I've seen that before- whew...he must've gotten the lights knocked outta him. :shock: Talk about ouch!


----------



## Sara (Jul 6, 2007)

My2Geldings said:


> I don't now about you guys but it's given me a whole new view on driving. What seemed to be a safer sport than most has showed me differently. I can't imagine what would have happened to the fellow who was hit, had it been a draft who did the same thing :?

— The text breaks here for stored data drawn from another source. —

PR #5260, opened 2021-04-16
issue 5255 fix

### LINKED ISSUE #5255: CircularDependencyException in HttpClientSenderFactory when instrument-threads is true
Thanks for reporting an issue, please review the task list below before submitting the

NOTE: If you are unsure about something and the issue is more of a question a better place to ask questions is on Stack Overflow (https://stackoverflow.com/tags/micronaut) or Gitter (https://gitter.im/micronautfw/). DO NOT use the issue tracker to ask questions.

### Task List

### Steps to Reproduce

The issue occurs when using zipkin http tracing and setting `tracing.instrument-threads` configuration to true.

1. Pull [example application](https://github.com/tom-rauk/zipkin-http-sender)
2. ./gradlew run

### Expected Behaviour

Application starts up and traces sent via http send.

### Actual Behaviour

Application fails to start up with CircularDependencyException exception. 

```
Message: Circular dependency detected
Path Taken: 
new ExecutorServiceInstrumenter([List invocationInstrumenterFactories]) --> new ThreadTracingInvocationInstrumenterFactory([TracingInvocationInstrumenterFactory tracingInvocationInstrumenterFactory]) --> new BraveTracingInvocationInstrumenter([Tracing tracing]) --> Tracing.braveTracing([Reporter reporter]) --> AsyncReporter.asyncReporter([AsyncReporterConfiguration configuration]) --> new AsyncReporterConfiguration(BraveTracerConfiguration configuration,[Sender sender]) --> new HttpClientSenderFactory(HttpClientSenderConfiguration configuration,[List invocationInstrumenterFactories])
```

See [stack](https://raw.githubusercontent.com/tom-rauk/zipkin-http-sender/main/stacktrace.txt) for more details.

### Environment Information

- **Operating System**: MacOS Catalina 10.15.7 (19H512)
- **Micronaut Version:** 2.4.X
- **JDK Version:** 11.0.9.1

### Example Application

- https://github.com/tom-rauk/zipkin-http-sender

tom-rauk:
changed the http client sender factory to use Providers for the instrumentation factories for late bean resolution to resolve circular dependency introduced

This is to resolve: #5255

### DIFF
--- a/tracing/src/main/java/io/micronaut/tracing/brave/sender/HttpClientSenderFactory.java
+++ b/tracing/src/main/java/io/micronaut/tracing/brave/sender/HttpClientSenderFactory.java
@@ -23,6 +23,7 @@ import io.micronaut.tracing.brave.BraveTracerConfiguration;
 import zipkin2.reporter.Sender;
 
 import java.util.List;
+import java.util.stream.Collectors;
 import javax.inject.Provider;
 import javax.inject.Singleton;
 
@@ -37,7 +38,7 @@ import javax.inject.Singleton;
 public class HttpClientSenderFactory {
 
     private final BraveTracerConfiguration.HttpClientSenderConfiguration configuration;
-    private final List<InvocationInstrumenterFactory> invocationInstrumenterFactories;
+    private final List<Provider<InvocationInstrumenterFactory>> invocationInstrumenterFactories;
 
     /**
      * Initialize the factory for creating Zipkin {@link Sender} with configurations.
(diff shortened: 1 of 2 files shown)


tracing/src/main/java/io/micronaut/tracing/brave/sender/HttpClientSenderFactory.java
```diff
@@ -46,8 +47,8 @@
      * @param invocationInstrumenterFactories The invocation instrumeter factories to instrument http client netty handlers execution with
      */
     protected HttpClientSenderFactory(
-            BraveTracerConfiguration.HttpClientSenderConfiguration configuration,
-            List<InvocationInstrumenterFactory> invocationInstrumenterFactories) {
+        BraveTracerConfiguration.HttpClientSenderConfiguration configuration,
+        List<Provider<InvocationInstrumenterFactory>> invocationInstrumenterFactories) {
```
jameskleeh, line 51: Given the class is public and this is protected this is a breaking change. Unfortunately its not as simple as adding a new constructor since the generic is just changing. This definitely shouldn't go into 2.4.x, however it could be argued the cost/benefit works out for 2.5. Thoughts @graemerocher ?

graemerocher: I think it is highly unlikely anyone is using this API and really it should probably have been marked as `@Internal` 

That said as you say it is a breaking change although things are broken as is without this change so if we can get it into 2.5.x we should

jameskleeh:
Really appreciate the PR @tom-rauk !

PR #5283, opened 2021-04-21
Annotation processing should let a visitor with a higher priority to process possible elements first

dstepanov:
`TypeElement`s can arrive in a random order, we need to make sure that a visitor with a higher priority is going to process all supported elements first.

Micronaut Data use-case: EntityMapper with a higher priority needs to process entities first before RepositoryMapper is going to process repositories and read entities.


dstepanov:
`ElementVisitor` is not working with only one visitor.

PR #5297, opened 2021-04-22
Performance/memory optimizations

dstepanov:


http/src/main/java/io/micronaut/http/MediaType.java
```diff
@@ -446,13 +468,64 @@ public MediaType(String name, String extension, Map<String, String> params) {
...
             }
         }
-        if (params != null) {
-            parameters.putAll(params);
-        }
-
         this.strRepr = toString0();
     }
 
+    public static MediaType of(String name) {
```
graemerocher: Needs javadoc. Also parameter and return type should be annotated with `@NonNull`

http/src/main/java/io/micronaut/http/MediaType.java
```diff
@@ -587,8 +660,14 @@ private String toString0() {
         if (parameters.isEmpty()) {
             return name;
         } else {
-            return name + ";" + parameters.entrySet().stream().map(Object::toString)
-                    .collect(Collectors.joining(";"));
+            StringBuilder sb = new StringBuilder(name);
+            for (Map.Entry<CharSequence, String> e : parameters.entrySet()) {
```
graemerocher: Would `parameters.forEach((key, value))` not be more efficient? As far as I understand that removes the need to create the  `Entry` instances

http/src/main/java/io/micronaut/http/MutableHttpHeaders.java
```diff
@@ -37,6 +37,8 @@
  */
 public interface MutableHttpHeaders extends MutableHeaders, HttpHeaders  {
 
+    ZoneId GMT = ZoneId.of("GMT");
```
graemerocher, line 43: needs javadoc

graemerocher (changes requested):
Overall looks good, just a few small changes

http/src/main/java/io/micronaut/http/MediaType.java
dstepanov: Yeah good catch

graemerocher (approved):

PR #5306, opened 2021-04-24
Init/Bean context performance improvements

dstepanov:


inject/src/main/java/io/micronaut/context/env/DefaultEnvironment.java
```diff
@@ -81,7 +82,7 @@
     private static final String ORACLE_CLOUD_ASSET_TAG_FILE = "/sys/devices/virtual/dmi/id/chassis_asset_tag";
     private static final String ORACLE_CLOUD_WINDOWS_ASSET_TAG_CMD = "wmic systemenclosure get smbiosassettag";
     private static final String DO_SYS_VENDOR_FILE = "/sys/devices/virtual/dmi/id/sys_vendor";
-    private static final Boolean DEDUCE_ENVIRONMENT_DEFAULT = true;
+    private static final Boolean DEDUCE_ENVIRONMENT_DEFAULT = GraphicsEnvironment.isHeadless();
```
dstepanov: This is up for discussion

graemerocher: I don't think we should depend on AWT

We can make a decision to default to `false` for 3.0 or at least default to not make the network calls for certain clouds

jameskleeh: Perhaps move this change and any other changes related to environment deduction to a separate PR so we can merge the rest of this?

graemerocher: Agreed

inject/src/main/java/io/micronaut/inject/annotation/AnnotationMetadataSupport.java
```diff
@@ -94,7 +94,7 @@
      */
     @UsedByGeneratedCode
     public static Map<String, Object> getDefaultValues(String annotation) {
-        return ANNOTATION_DEFAULTS.computeIfAbsent(annotation, s -> Collections.emptyMap());
+        return ANNOTATION_DEFAULTS.getOrDefault(annotation, Collections.emptyMap());
```
dstepanov, line 97: This doesn't look like it was correct, inserting an immutable empty map where the value can be modified and some of the code checked if default values are present.

inject/src/main/java/io/micronaut/context/env/DefaultEnvironment.java
dstepanov: I have removed it for now

PR #5908, opened 2021-07-30
Makes the behaviour of a missing provider configurable

graemerocher:
In CDI a missing provider does not result an exception on injection but instead only when the provider's get() method is called. This differs from Micronaut and in order to make it compliant this behaviour needs to be configurable.


jameskleeh:
What do you think about `builder.allowEmptyProviders(false)`?

graemerocher:
Fine by me

PR #5909, opened 2021-07-30
Move ApplicationEventPublisherFactory to inject module

graemerocher:
With the changes to ApplicationEventPublisher the `micronaut-inject` module doesn't work standalone anymore unless `micronaut-context` is added. This fixes that.


msgilligan:
Thanks for this fix, @graemerocher!  Supernaut.FX is using `micronaut-inject` standalone.

PR #5918, opened 2021-08-02
Routing refactor

jameskleeh:


http/src/main/java/io/micronaut/http/HttpRequest.java
```diff
@@ -35,6 +35,8 @@
 @SuppressWarnings("MethodName")
 public interface HttpRequest<B> extends HttpMessage<B> {
 
+    String KEY = "micronaut.http.request";
```
graemerocher, line 38: Should be `SERVER_KEY` with a value of `micronaut.http.server-request` since you will want to store both the current server request and current client request in the reactive flow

I used to think so too before I got in to a breed that is actually used heavily for driving. Since then I've heard about several incidents of severe injury and even two deaths (one from a flipped carriage, and another where a man was thrown from his sjees and landed on a post in the field...not pretty). A runner I met at a keuring 4 years ago was run over when a young stallion he was working with spooked. He still works with horses, but he was over a year recovering and has to walk with a stick. Needless to say, I have a healthy respect for the dangers now, though I would still like to learn!


----------



## Dapy (Jun 3, 2008)

woh, that gotta hurt !!  

Ow and look at this, http://www.youtube.com/watch?v=fSycmR80kOA&NR=1


and this 


http://www.youtube.com/watch?v=eXHOMWadofM&feature=related

the second movie you can hear two guys talking, they are dutch and they say, 

* guy one He is going to tap the horse with the stick

* guy two yes I think so too

* Guy two hello, what the ***

* Guy one He is *** stoned man

Edited by PoptartShop- (removed inappropriate language)


----------



## Sara (Jul 6, 2007)

Dapy said:


> http://www.youtube.com/watch?v=eXHOMWadofM&feature=related
> 
> the second movie you can hear two guys talking, they are dutch and they say,
> 
> ...


Oh good lord...I've seen that video. Now I have a translation to go with it, thanks. I never could figure what the heck he was thinking.


----------



## Dapy (Jun 3, 2008)

Sara said:


> Dapy said:
> 
> 
> > http://www.youtube.com/watch?v=eXHOMWadofM&feature=related
> ...


No problem, I thought, maybe then they will understand why he was doing weird


----------



## lacyloo (Jul 1, 2008)

In the first video the guy definatly survives.. I saw it on animal planet A few weeks ago.. The man actually jumped from, the carrige and was not kicked out, though it looks like it the horse's hoof barely toughed his face.. 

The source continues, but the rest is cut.